[[ SUPPLIED ENTRIES open ]]

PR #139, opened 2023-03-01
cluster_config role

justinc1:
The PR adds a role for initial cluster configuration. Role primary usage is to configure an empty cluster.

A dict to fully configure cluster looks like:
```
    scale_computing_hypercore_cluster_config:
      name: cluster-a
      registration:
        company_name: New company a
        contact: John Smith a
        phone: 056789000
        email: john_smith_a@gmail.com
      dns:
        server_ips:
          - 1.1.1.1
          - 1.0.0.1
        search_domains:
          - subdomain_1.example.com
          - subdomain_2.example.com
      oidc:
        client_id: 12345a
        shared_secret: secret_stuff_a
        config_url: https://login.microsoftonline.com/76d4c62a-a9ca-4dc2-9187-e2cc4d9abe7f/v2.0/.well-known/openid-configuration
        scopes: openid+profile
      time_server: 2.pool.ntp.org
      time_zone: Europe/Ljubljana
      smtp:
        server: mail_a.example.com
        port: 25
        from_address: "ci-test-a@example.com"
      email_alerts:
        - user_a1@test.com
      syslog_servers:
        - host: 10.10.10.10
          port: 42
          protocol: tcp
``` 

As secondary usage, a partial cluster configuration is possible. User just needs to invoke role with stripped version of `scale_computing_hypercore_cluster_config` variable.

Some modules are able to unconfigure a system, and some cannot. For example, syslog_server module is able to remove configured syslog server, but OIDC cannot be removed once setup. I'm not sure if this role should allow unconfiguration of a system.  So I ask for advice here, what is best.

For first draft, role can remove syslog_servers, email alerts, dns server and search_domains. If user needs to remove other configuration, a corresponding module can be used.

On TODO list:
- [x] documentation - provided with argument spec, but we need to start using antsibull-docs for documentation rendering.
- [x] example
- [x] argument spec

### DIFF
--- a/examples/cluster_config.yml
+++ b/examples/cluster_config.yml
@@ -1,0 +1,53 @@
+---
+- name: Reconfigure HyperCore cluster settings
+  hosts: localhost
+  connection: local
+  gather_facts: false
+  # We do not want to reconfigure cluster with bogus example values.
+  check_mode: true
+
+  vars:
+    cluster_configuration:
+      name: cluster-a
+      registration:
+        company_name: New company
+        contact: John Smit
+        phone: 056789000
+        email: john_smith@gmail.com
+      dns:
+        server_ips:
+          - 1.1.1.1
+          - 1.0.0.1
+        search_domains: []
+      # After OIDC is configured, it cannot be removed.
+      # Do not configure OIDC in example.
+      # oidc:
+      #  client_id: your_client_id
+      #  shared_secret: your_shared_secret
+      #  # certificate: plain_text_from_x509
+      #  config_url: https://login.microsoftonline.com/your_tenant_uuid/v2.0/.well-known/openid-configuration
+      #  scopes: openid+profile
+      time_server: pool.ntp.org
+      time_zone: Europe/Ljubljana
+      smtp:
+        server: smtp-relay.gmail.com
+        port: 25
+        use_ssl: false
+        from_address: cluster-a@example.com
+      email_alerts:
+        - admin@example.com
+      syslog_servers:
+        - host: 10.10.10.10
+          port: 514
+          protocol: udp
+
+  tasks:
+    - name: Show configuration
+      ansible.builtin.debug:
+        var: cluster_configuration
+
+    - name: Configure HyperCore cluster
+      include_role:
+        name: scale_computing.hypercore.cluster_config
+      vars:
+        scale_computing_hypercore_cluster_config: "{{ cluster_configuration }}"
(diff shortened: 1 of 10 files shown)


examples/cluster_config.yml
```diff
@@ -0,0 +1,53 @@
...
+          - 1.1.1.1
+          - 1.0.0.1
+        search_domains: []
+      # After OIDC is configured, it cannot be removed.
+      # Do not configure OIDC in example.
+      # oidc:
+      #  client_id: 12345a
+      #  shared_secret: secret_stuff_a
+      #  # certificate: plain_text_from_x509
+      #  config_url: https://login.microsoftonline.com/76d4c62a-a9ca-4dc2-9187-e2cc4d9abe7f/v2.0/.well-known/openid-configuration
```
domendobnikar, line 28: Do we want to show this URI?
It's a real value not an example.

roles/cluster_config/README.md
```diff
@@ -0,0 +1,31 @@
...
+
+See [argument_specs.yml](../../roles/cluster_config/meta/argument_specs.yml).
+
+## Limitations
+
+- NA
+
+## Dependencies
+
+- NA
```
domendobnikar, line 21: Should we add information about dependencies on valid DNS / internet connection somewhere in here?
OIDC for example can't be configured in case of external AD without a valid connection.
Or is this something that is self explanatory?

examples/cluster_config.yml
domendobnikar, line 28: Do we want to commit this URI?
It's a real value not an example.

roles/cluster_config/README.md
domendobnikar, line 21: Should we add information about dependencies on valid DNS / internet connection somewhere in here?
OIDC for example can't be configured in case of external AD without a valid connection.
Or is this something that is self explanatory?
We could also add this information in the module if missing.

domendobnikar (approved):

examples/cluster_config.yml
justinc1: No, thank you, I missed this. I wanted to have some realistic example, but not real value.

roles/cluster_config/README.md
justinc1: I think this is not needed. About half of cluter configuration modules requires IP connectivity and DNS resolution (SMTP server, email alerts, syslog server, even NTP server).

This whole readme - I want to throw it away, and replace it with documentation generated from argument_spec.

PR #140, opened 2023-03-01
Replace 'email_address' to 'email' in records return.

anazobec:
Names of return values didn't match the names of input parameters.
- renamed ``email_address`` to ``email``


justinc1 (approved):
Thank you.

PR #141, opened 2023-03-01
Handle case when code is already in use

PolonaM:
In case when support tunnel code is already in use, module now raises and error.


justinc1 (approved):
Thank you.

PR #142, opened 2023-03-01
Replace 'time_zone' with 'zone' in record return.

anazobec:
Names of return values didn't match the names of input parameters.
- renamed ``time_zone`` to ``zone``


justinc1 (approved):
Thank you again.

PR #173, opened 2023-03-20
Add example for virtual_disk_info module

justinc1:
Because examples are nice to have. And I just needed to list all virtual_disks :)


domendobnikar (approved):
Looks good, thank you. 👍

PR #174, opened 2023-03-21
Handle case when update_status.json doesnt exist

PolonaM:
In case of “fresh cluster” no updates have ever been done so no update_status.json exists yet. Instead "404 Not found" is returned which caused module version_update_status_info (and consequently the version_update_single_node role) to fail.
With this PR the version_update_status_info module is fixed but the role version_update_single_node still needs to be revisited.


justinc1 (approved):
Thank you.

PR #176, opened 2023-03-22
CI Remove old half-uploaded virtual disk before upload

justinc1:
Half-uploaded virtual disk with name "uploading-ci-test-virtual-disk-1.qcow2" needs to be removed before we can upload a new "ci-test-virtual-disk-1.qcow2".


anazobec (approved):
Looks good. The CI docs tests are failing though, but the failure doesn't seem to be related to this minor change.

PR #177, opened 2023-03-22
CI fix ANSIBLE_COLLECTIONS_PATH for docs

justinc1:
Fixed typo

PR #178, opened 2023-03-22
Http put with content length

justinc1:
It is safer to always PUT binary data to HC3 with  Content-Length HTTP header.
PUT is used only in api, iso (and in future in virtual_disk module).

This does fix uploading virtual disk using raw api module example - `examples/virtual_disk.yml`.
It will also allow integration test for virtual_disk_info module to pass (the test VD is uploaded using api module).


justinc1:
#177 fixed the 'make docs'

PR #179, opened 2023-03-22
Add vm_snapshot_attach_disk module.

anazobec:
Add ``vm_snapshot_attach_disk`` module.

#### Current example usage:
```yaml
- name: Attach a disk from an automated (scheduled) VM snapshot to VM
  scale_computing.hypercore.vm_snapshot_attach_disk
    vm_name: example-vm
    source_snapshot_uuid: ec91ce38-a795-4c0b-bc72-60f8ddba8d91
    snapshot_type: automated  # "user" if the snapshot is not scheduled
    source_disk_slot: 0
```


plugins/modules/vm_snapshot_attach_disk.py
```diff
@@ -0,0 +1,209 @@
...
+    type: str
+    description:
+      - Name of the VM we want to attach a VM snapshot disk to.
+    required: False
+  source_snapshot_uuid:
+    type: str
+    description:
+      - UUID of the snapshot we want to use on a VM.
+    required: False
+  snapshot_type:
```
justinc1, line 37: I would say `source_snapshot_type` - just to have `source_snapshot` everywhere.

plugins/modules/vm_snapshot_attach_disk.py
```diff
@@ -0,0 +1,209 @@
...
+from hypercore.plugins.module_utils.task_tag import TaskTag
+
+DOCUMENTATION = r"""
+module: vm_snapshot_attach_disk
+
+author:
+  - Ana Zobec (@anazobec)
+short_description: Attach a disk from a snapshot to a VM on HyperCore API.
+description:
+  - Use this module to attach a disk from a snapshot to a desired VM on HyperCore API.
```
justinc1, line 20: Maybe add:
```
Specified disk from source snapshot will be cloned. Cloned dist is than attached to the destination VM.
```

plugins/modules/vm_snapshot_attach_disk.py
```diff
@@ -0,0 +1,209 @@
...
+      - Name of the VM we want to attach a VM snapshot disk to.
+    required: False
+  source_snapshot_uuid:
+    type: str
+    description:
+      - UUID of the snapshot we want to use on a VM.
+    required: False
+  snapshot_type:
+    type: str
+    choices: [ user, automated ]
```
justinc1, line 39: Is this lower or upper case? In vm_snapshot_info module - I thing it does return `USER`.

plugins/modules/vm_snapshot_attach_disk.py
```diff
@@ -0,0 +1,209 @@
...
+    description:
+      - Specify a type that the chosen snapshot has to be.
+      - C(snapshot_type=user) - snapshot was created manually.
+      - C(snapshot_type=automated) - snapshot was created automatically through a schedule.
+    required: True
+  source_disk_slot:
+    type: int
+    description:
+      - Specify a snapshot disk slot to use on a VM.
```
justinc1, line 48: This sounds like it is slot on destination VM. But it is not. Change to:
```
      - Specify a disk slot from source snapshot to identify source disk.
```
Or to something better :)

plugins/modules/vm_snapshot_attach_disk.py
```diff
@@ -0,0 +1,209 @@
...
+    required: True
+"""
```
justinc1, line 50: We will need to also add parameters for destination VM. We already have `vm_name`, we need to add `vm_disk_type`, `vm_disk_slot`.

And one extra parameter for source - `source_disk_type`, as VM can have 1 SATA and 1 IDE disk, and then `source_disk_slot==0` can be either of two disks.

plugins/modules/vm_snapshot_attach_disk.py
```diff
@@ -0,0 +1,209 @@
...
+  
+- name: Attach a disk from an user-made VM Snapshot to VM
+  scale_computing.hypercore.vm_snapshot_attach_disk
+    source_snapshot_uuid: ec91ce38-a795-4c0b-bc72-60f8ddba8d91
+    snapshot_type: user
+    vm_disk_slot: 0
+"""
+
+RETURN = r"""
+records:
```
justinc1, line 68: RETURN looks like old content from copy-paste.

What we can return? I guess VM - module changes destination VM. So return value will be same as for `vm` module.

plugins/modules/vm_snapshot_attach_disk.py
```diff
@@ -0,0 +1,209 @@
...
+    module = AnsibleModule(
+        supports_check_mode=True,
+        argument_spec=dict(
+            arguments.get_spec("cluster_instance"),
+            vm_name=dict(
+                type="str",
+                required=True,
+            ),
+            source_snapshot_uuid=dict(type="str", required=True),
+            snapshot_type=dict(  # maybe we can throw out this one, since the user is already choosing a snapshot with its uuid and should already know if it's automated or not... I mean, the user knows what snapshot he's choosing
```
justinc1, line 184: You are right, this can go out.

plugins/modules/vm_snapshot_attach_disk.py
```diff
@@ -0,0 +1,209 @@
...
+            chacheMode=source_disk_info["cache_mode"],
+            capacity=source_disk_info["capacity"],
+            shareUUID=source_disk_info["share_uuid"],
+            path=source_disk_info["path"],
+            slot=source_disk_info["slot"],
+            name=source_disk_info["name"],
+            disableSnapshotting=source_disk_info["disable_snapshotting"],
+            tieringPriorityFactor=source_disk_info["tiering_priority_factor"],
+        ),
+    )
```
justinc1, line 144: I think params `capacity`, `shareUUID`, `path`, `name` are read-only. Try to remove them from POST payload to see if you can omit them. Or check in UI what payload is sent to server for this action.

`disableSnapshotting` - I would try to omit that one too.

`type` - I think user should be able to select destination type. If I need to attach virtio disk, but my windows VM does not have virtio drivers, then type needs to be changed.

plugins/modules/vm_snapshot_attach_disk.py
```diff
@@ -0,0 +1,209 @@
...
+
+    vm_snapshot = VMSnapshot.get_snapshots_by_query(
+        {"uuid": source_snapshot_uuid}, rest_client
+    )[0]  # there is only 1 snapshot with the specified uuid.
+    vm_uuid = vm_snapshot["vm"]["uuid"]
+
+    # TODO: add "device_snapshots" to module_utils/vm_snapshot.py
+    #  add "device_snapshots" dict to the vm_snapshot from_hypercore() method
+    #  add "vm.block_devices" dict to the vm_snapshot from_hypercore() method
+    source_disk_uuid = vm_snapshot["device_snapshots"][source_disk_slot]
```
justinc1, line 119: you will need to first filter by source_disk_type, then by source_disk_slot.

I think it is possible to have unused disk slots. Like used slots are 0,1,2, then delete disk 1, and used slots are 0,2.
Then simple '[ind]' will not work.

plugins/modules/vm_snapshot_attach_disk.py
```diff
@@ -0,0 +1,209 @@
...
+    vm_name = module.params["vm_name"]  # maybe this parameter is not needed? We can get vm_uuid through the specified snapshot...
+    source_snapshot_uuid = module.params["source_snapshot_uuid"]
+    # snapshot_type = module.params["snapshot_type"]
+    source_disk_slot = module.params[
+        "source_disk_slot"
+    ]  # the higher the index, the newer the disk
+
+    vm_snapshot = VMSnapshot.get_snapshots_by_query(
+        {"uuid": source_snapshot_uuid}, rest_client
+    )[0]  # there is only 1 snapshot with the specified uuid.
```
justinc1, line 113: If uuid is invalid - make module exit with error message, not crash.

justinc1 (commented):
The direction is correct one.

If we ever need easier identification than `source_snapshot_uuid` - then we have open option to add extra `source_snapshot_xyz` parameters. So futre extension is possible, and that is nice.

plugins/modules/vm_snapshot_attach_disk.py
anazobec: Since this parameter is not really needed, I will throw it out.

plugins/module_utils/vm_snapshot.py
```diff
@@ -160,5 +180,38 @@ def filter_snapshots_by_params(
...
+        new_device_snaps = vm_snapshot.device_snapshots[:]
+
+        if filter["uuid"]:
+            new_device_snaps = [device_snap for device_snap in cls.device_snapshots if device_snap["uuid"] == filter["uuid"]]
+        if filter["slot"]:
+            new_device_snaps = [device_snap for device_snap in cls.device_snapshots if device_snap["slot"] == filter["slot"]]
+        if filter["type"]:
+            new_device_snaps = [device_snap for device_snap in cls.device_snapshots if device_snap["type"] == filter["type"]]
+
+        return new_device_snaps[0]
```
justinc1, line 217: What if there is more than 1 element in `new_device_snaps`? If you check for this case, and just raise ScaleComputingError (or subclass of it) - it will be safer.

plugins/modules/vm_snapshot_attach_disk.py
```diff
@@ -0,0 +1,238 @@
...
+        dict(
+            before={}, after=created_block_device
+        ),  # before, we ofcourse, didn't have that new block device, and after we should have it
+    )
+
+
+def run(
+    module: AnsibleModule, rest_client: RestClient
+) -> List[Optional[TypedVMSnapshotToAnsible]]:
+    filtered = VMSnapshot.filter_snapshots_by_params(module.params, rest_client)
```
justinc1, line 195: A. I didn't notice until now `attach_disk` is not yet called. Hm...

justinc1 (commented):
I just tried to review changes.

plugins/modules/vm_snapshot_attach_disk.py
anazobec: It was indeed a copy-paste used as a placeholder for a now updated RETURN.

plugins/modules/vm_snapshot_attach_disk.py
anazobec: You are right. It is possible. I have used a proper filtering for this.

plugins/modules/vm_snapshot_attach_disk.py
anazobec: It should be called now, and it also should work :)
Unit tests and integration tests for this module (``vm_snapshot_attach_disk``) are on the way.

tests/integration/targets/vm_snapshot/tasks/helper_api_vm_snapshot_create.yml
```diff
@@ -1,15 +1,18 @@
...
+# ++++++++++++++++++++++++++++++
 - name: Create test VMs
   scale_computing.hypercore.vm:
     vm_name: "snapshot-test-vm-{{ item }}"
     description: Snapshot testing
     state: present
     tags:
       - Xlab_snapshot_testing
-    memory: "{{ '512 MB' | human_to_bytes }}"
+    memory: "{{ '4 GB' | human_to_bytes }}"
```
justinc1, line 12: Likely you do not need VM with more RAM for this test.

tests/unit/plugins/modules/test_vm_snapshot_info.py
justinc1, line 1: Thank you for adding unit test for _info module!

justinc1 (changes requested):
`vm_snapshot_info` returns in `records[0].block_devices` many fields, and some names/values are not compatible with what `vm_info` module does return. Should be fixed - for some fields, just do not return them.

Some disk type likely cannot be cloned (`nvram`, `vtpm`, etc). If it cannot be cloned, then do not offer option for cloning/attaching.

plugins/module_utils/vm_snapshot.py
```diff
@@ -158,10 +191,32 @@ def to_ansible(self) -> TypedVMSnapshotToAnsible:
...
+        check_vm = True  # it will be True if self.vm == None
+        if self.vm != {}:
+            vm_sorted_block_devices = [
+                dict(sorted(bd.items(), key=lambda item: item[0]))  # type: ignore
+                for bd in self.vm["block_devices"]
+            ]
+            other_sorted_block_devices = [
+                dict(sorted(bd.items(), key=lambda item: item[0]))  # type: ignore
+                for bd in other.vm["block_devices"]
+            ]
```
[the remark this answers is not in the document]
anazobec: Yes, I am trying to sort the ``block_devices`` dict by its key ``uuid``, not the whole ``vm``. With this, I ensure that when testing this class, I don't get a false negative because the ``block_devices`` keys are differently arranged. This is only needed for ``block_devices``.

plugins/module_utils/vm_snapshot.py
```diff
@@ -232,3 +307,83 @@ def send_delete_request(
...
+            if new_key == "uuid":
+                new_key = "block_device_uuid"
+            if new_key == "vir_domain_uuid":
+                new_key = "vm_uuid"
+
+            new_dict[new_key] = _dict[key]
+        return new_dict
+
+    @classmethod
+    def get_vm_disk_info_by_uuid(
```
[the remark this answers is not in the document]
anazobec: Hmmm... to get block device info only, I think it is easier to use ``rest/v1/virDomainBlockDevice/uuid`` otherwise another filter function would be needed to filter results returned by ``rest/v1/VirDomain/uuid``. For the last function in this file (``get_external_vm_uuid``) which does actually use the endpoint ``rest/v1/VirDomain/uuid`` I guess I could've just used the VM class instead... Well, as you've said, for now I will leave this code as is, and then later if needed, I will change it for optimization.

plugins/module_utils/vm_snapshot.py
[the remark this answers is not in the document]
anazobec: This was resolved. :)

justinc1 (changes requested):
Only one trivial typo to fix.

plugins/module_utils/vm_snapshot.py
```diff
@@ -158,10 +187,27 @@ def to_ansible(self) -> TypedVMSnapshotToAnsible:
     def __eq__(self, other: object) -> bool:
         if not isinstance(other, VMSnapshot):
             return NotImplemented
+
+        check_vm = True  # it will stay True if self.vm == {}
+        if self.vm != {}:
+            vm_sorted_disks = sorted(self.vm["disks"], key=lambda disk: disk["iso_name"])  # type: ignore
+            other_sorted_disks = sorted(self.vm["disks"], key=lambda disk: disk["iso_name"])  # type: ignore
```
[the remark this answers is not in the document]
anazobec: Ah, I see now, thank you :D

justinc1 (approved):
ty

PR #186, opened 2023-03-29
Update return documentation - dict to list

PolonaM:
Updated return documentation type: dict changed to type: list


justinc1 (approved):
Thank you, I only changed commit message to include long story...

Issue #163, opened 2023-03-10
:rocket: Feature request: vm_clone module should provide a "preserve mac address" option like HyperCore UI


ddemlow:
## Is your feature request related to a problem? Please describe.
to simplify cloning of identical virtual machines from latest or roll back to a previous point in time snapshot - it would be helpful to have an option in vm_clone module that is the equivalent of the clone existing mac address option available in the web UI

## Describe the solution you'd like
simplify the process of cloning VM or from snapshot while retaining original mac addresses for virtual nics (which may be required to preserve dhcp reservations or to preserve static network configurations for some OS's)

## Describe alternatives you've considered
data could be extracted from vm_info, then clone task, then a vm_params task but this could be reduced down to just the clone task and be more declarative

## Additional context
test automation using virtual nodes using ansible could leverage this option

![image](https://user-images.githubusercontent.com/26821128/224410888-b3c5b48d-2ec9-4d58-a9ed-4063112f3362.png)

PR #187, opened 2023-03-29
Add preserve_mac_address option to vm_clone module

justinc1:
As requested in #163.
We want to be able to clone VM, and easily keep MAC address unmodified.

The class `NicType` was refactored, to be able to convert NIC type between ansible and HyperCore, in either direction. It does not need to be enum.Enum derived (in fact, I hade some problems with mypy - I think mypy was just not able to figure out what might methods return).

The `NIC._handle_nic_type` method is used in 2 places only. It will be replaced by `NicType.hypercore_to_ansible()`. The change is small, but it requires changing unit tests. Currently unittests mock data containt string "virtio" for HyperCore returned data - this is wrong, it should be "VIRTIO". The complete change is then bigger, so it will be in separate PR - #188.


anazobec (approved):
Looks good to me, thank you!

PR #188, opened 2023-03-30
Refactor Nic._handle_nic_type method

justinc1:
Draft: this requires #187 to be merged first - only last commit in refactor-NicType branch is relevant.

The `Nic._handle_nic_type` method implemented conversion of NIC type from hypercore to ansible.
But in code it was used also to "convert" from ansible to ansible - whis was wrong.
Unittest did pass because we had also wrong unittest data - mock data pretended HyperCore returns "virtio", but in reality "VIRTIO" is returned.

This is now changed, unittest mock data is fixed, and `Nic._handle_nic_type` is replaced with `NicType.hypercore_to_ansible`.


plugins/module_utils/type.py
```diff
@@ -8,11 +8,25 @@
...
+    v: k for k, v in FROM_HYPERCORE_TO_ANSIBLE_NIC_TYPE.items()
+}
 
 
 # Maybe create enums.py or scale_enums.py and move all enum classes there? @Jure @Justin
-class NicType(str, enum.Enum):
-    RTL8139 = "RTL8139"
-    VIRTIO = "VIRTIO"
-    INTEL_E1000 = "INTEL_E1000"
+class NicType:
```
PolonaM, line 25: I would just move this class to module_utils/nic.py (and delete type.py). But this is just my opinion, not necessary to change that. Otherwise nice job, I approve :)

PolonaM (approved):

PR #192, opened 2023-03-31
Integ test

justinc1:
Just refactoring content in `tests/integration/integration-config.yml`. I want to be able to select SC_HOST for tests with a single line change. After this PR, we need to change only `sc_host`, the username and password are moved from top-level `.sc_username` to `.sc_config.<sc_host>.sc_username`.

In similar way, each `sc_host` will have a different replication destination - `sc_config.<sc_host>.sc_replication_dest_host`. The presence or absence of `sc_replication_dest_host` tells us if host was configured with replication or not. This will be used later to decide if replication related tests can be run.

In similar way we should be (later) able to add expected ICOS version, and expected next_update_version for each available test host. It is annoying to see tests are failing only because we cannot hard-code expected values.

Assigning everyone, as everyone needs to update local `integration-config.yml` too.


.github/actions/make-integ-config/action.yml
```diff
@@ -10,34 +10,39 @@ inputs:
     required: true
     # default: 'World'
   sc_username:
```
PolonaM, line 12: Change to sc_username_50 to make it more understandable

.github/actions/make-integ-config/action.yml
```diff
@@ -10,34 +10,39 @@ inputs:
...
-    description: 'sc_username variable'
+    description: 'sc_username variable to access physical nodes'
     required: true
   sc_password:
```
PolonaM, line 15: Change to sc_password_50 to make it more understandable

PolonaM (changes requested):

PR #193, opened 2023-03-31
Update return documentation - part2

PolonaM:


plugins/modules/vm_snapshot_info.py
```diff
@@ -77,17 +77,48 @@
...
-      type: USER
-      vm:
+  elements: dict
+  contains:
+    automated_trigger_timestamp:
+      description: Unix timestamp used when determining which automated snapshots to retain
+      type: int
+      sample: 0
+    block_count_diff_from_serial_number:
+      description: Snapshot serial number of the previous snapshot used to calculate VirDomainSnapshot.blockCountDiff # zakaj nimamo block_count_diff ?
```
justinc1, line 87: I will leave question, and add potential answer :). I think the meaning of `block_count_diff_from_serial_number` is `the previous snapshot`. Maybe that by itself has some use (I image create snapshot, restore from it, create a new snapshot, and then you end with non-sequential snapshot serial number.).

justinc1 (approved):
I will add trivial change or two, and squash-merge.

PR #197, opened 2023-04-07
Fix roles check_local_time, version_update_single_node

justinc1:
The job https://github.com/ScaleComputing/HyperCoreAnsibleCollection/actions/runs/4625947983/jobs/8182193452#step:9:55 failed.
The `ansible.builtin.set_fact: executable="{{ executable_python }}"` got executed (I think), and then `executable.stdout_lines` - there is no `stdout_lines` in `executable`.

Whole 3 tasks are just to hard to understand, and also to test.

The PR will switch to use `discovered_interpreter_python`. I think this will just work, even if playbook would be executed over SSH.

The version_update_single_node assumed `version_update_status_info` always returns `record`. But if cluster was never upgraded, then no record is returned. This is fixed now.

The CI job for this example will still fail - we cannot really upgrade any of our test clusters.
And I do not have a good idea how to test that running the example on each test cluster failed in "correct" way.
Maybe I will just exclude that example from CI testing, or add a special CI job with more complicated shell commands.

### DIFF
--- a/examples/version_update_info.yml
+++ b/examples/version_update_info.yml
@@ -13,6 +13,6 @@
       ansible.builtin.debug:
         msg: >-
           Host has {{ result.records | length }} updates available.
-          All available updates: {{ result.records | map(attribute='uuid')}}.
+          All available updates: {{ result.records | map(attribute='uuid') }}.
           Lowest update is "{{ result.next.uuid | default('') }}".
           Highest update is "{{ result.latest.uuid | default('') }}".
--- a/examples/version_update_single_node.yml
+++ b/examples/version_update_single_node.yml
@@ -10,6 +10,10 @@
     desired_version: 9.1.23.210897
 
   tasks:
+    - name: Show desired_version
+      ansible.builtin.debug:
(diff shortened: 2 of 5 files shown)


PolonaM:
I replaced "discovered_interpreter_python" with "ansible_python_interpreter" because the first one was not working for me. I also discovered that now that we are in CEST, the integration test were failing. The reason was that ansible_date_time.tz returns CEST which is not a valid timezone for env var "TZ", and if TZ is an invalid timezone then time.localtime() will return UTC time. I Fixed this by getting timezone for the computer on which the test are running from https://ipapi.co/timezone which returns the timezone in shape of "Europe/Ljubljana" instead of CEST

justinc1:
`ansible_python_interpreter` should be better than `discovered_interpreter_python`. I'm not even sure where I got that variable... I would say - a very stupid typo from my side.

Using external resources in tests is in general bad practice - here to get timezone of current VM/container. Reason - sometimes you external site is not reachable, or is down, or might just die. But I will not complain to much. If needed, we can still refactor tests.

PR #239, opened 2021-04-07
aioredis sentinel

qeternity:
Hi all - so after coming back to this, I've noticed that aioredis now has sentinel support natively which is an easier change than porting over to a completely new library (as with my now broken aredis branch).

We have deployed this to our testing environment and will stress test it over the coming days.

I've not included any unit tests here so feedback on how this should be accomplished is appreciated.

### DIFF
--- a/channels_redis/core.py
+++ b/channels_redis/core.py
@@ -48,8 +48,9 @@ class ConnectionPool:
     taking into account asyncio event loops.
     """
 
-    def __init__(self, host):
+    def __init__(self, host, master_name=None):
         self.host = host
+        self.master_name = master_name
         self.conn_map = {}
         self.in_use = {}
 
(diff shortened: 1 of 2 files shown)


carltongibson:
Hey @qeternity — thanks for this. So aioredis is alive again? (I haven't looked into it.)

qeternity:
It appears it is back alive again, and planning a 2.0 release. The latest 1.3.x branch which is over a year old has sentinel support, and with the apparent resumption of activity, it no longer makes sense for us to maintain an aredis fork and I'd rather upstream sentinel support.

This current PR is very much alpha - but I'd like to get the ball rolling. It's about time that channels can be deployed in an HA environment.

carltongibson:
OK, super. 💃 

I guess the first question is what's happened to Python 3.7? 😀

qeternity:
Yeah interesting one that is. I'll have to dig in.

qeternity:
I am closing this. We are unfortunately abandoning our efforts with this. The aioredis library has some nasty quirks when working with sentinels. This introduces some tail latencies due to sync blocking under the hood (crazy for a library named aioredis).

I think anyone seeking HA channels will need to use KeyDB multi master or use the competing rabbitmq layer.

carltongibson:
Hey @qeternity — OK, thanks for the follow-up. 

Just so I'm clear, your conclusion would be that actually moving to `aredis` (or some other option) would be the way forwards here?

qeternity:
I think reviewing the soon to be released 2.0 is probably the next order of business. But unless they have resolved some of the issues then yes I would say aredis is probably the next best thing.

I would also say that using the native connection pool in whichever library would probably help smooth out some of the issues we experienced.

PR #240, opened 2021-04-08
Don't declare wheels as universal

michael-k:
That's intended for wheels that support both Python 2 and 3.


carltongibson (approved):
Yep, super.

[[ SUPPLIED ENTRIES closed ]]

* **WORK REQUIRED**: Locate all lines in the listing above with the word "probably". Copy them.

* **TASK SOLUTION**:
I think reviewing the soon to be released 2.0 is probably the next order of business. But unless they have resolved some of the issues then yes I would say aredis is probably the next best thing.
I would also say that using the native connection pool in whichever library would probably help smooth out some of the issues we experienced.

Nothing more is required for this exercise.